Just hoping for a bit of advice / others thoughts please.

We are speaking with 2 or 3 clinics at the moment, before deciding which one to go with.  One of the clinics we had a consultation with last week has recommended the following tests (for both of us I think), to ensure there are no issues, prior to embarking on a further round of IVF (yet to be decided whether we do another OE or move on to DE).  As per my signature, we have had 5 rounds of IVF and one FET - out of these, we had one positive, which later resulted in a silent miscarriage.
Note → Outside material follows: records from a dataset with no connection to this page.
PR #579, opened 2018-12-22
Uses the retailer in crash site for markets

linaori:
- Brings back support for float prices
- Makes crash site use the Retailer with the minor GUI improvements  that it brings

I've left the functionality status quo in the crash site, but in theory things like outpost names could be added to the market by calling `Retailer.set_market_group_label(market_id, 'Add the name here')`


map_gen/presets/crash_site/outpost_builder.lua
```diff
@@ -1082,13 +1082,14 @@ Public.market_set_items_callback =
         end
 
         entity.destructible = false
+        local market_id = 'market-' .. Token.uid()
+        Retailer.add_market(market_id, entity)
```
grilledham, line 1086: What is the market_id used for and does it have to be unique?

My concern is that `Token.uid()` will return different numbers for players if used after `on_init` or `on_load` has run.
So either it will desync, or it wont desync because the id isn't used for anything, in which case what is it needed for. 
So my assumption would be that it might be used for something in the future, in which case it should be made desync safe now, or that is something we have to remember to do at a later date.

map_gen/presets/crash_site/outpost_builder.lua
```diff
@@ -1082,13 +1082,14 @@ Public.market_set_items_callback =
...
 
         local p = entity.position
         local x, y = p.x, p.y
         local d = math.sqrt(x * x + y * y)
 
-        local market_data = {}
-        for i, item in ipairs(data) do
+        for _, item in pairs(data) do
```
grilledham: I know I was mistaken about ipairs being faster, but I like it to mark that data is an array and not a dictionary. Recently however, I've been using a standard for loop for arrays.

grilledham (commented):
Overall I think the changes to the market are very good 👍

map_gen/presets/crash_site/outpost_builder.lua
linaori: I can rewrite it as such, it seems that all indices here are sequential 👍

map_gen/presets/crash_site/outpost_builder.lua
linaori: The idea is to make sure it has a unique value. Meaning that when a new market is created, it won't have the same name as an existing market group. In Crash site all markets have their own set of items, thus need a unique group each, I was thinking that with this we could ensure every market has a unique group and thus their own item set. 

In the retailer this group id is used to identify the items connected to it. I need a value that can't cause collisions to prevent items from being shared between markets.

Could also make a `Retailer.generate_group_id()`

grilledham: I was going to recommend a `Retailer.generate_group_id()` function

mheguy (approved):
Looks good to me

PR #581, opened 2018-12-22
Remove spaces in extant names and modify name function to remove spaces to prevent future mistakes

mheguy:


grilledham (approved):

mheguy:
https://github.com/Refactorio/RedMew/pull/583 included in this now. In addition this puts silly_players into a sort of deprecated/semi-retired state. I plan on overhauling it (see https://github.com/Refactorio/RedMew/issues/586) but for now it's in a bad state where it's not able to accomplish what it's setting out to do.

PR #583, opened 2018-12-22
Remove regulars backwards compatibility

mheguy:
https://github.com/Refactorio/RedMew/pull/506#issuecomment-443796936


mheguy:
Will be addressed in a different PR

PR #588, opened 2018-12-23
Restore ability to set map_extra_info

mheguy:
Previously I turned `set_map_extra_info` into `add_map_extra_info` because I didn't want everything competing to set info when they really wanted to be adding info. I think my head was in the right place, that most things should be adding. But it was dumb of me to outright get rid of/forbid setting the info. There are absolutely use-cases for wanting to explicitly set the full text (ex. if diggy were incoporating some part of terraforming, it wouldn't want to talk about toxic atmosphere)

So, this recreates/restores `Public.set_map_extra_info`. It also makes its use explicitly clear: it grants exclusive control over `map_extra_info` and it is an error to call it more than once. 

While I'm at it, should I add locks on all the set functions?

Am I missing use-cases where we might want multiple calls to the public `set` functions?

### DIFF
--- a/features/gui/info.lua
+++ b/features/gui/info.lua
@@ -36,6 +36,7 @@ local map_extra_info_key = 3
 local new_info_key = 4
 
 local rewarded_players = {}
+local map_extra_info_lock = {false}
 
 local editable_info = {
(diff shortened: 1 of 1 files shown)


Valansch:
Great :D

PR #589, opened 2018-12-23
Improve overall ore balancing for tendrils_impure.lua

BlueRock2:
Mining primarily iron and copper veins late game still provides an overabundance of stone and coal.   Would like to change purity from around 82% currently to 86% for iron and copper veins.   Standardized ore weights for each cluster to add up to 1000 so that percentage of each ore = its weight/10.   Coal and stone veins effectively the same percentage since players can tap them or not.   Also kept ore percentages scattered fragments the same since the stone and coal in them is useful early game, but doesn't affect late game much since the scattered fragments are low yield overall and not worth tapping late game.

### DIFF
--- a/map_gen/Diggy/Orepattern/tendrils_impure.lua
+++ b/map_gen/Diggy/Orepattern/tendrils_impure.lua
@@ -20,8 +20,8 @@
 --   zero: does nothing with this source
 --   one: adds the weight directly to the noise calculation
 --
--- weights:  recommend having resource weights for each cluster add up to 100
---           so that the weights = percentage of each ore type
+-- weights:  recommend having resource weights for each cluster add up to 1000
+--           so that it is apparent that every 10 weight = 1%.  eg. weight 860 (86%) + weight 80 (8%) + weight 60 (6%) = 100%
 
 return {
     { -- tendril medium large impure iron
@@ -40,9 +40,9 @@ return {
             }
         },
         weights = {
-            ['iron-ore']    = 80,
-            ['coal']        = 10,
-            ['stone']       = 8,
+            ['iron-ore']    = 860,
+            ['coal']        = 80,
+            ['stone']       = 60,
         },
         distances = {
             ['coal']        = 16,
@@ -66,9 +66,9 @@ return {
             }
         },
         weights = {
-            ['copper-ore']  = 80,
-            ['coal']        = 10,
-            ['stone']       = 8,
+            ['copper-ore']  = 860,
+            ['coal']        = 80,
+            ['stone']       = 60,
         },
         distances = {
             ['coal']        = 16,
@@ -92,9 +92,9 @@ return {
             },
         },
         weights = {
-            ['coal']        = 80,
-            ['iron-ore']    = 16,
-            ['stone']       = 5,
+            ['coal']        = 790,
+            ['iron-ore']    = 160,
+            ['stone']       = 50,
         },
         distances = {
             ['coal']        = 16,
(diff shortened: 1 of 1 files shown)


mheguy:
Figured I'd drop this here since it's info I have that could potentially be worth knowing. The ratios of ores in vanilla mapgen: https://docs.google.com/spreadsheets/d/1I0PHmQyMlNjZ7t4tdJ_Mdgl9oM1ao6yG3FAY10goRts/edit#gid=1176048894

BlueRock2:
On my first submission for tendrils_impure ore generation, I did some testing by clearing void on a 500,000 square tile area several times and adding up the ore counts.   But it isn't very accurate because I was manually hovering over the tendrils and adding up approximate amounts.    Doing this however, tends not to reveal the amounts added by impurities in the veins.   I think I may know enough about LUA now to have it accurately add up all the ore of each type within a square area for me, but would like to get my hands on existing code if it is already available somewhere.

mheguy:
In your script-output folder you'll get `resource_dump.lua` containing a table with all resources.
```lua
game.write_file('resource_dump.lua', serpent.block(game.player.surface.get_resource_counts()))
```

BlueRock2:
Thanks!, I will do some resource counts on several map generations tonight, as I believe you are right that the Diggy total tendril ore percentages need to be close to default map generation.  Except for maybe stone, which because of constructing all the supports would need to be slightly higher.   May still have to go by feel on that one.

mheguy:
>  May still have to go by feel

I think that's true overall. I'm not offering vanilla numbers to say they should be more or less like them. In vanilla the vast majority of coal and stone patches go unused. It's just for comparison.

If you want a ratio to potentially aim for, I would recommend checking consumed items consumed in a completed diggy save.

BlueRock2:
Taking into account past consumption sounds like a really good idea.   The Factorio default ore percentages appear to be based on what you would use if you kept cranking out equal amounts of all science packs over time.  But currently most players spend the most time in game before then.   I will gather the consumption numbers, but I think they may have changed noticeably each time depending on alien difficulty (more iron for bullets) or how hard it is to get uranium (delays switch from coal to nuclear power).   I think the optimal target resources is probably somewhere between current average consumption per Diggy game and that of resources needed for infinite science.

BlueRock2:
Just for reference while I do further testing to verify ore averages for this PR:   Diggy consumption averages for the currently playing game (close to end game) and last three end game saves normalized with iron =1 is copper = 0.59,  coal = 0.41 and stone = 0.20.    Interestingly I found that the default ore values you gave me are right on the nose for iron/copper ratio for infinite science (1 to 0.812).   But you are right, coal and stone in the default ratios appear much higher than needed and means a lot goes unused.   They must have did that to give people flexibility early/mid game, because infinite science production takes a lot lower ratio.   For example coal needed for infinite science is only 1/10 the amount of iron (if nuclear and electric furnaces are used)

BlueRock2:
After some testing, overall map ore averages for this PR come out to iron = 1,  copper = 0.75,  coal = 0.38 and stone = .30.    I think the iron/copper/coal ratio is just about right now, but taking stone down just a little more and re-testing.

BlueRock2:
Made slight tweeks, mostly concerning stone this last revision.   Ran 10 map generations on 707x707 area (approx half million tiles) and captured ore counts.   Map ore generation ratio averages came out to iron/copper/coal/stone as 1/0.80/0.40/0.25.    I believe these are good numbers.

mheguy:

PR #592, opened 2018-12-25
Add random_RGB to utils

mheguy:
Adds a utility that returns a table with integer RGB values.

### DIFF
--- a/utils/core.lua
+++ b/utils/core.lua
@@ -1,10 +1,18 @@
-local Module = {}
+-- Dependencies
 local Game = require 'utils.game'
+
+-- localized functions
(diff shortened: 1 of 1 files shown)


linaori (commented):
What if we have a Colour util that has a bunch of predefined colours, including a random function? I believe the factorio stdlib has something like this as well. Means you could do `Color.red` for example

mheguy:
That sounds like a resources file

mheguy:
Can't edit comment on phone. Wanted to add to previous: 
Sounds like resources file but I really like the idea. Would simplify color selection a bunch.

PR #598, opened 2018-12-27
add circleci linting support

mspielberg:
Uses CircleCI instead of Travis to run luacheck for faster response

### DIFF
--- a/.circleci/config.yml
+++ b/.circleci/config.yml
@@ -1,0 +1,12 @@
+version: 2
+jobs:
+  build:
+    docker:
+      - image: mspielberg/circleci-busted:5.2
+    steps:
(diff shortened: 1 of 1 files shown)


mheguy:
Stickler has done well and has a user-friendly approach since it simply comments the errors. Travis now catching PRs that stickler can't process (thanks again for a solid yaml for travis) closes that hole. I can't think of a good reason to add a third CI to the mix that nobody on the team is familiar with. Will close this for now, but if anyone feels strongly we can definitely have a discussion.

mspielberg:
The idea would be to drop Travis and replace it with CircleCI, but I definitely understand the benefit of using familiar tools.

PR #602, opened 2018-12-28
Re-added the blueprint helper for diggy

linaori:
There's no reason this should be disabled


Valansch:
I think it was disabled because of desyncs?

linaori:
No, I disabled it to see if people were using it in Diggy, seems like some were. It's the task-list that desyncs

Valansch:
Okay then.

PR #840, opened 2019-03-01
[Diggy] Updated experience gui

SimonFlapse:
image


SimonFlapse:
I've added some other diggy fixes to this PR

SimonFlapse:
Based on bug reported on discord:
https://discordapp.com/channels/432567222481846283/510210668004245504/553030282031136768

I've added a fix for diggy cheat_mode

Diggy now overrides the cheats table from config.lua when _CHEATS = true and _DEBUG = not true

mheguy:
If you're happy with this, merge at your convenience.

PR #846, opened 2019-03-02
New sprite for info gui

SimonFlapse:


mheguy:
So pretty now! Thank you. :D

PR #848, opened 2019-03-02
Added German

Valansch:
@plague006 show me your google translate skills.


mheguy:
Aw Val your timing sucks. :(

mheguy:
Added to #849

Response to stims fairly good and embryo quality has normally appeared fairly good too, although obviously as I am older now not many make it to blasto.  We even had a PGS tested normal hatching blastocyst transferred and lining apparently looked 'perfect', but still didn't work.  So....should I / we get all of the below tests and does anyone have any idea how much the blood tests would cost? 

1.F5 Leiden mutation
2. F2 Protrombin G20210A mutation
3. MTHFR C 677T polimorphism
4. Anticardiolipin antibodies
5. Annexin 5 antibodies
6. b2 glycoprotein antibodies
7. lupus anticoagulant
8. D-dimer
9. Coagulogram (fibrinogen,INR,APTT)
10. Clinical blood count ( thrombocytes number)
11. Protein C activity
12. Protein S deficiency
13. Homocysteine
14. Vit D level in blood
15.Karyotype for both partners
DNA Fragmentation in sperm

Any advice / thoughts would be very much appreciated. 

Thanks   xx


----------



## Tootles (May 9, 2017)

Hi nicnik
I too would be interested in what tests to have so I do hope that someone will be able to answer your question. 
We've had two miscarriages. One from natural conception and one from IVF. I'm 42 in September and we're about to go again on IVF but taking tests will mean a delay of a month which doesn't sound like long, but at this age it feels like every second counts!
Tootles


----------



## Nicnik (Feb 17, 2016)

Hi Tootles,

Thanks for your reply and so sorry to hear about your miscarriages. 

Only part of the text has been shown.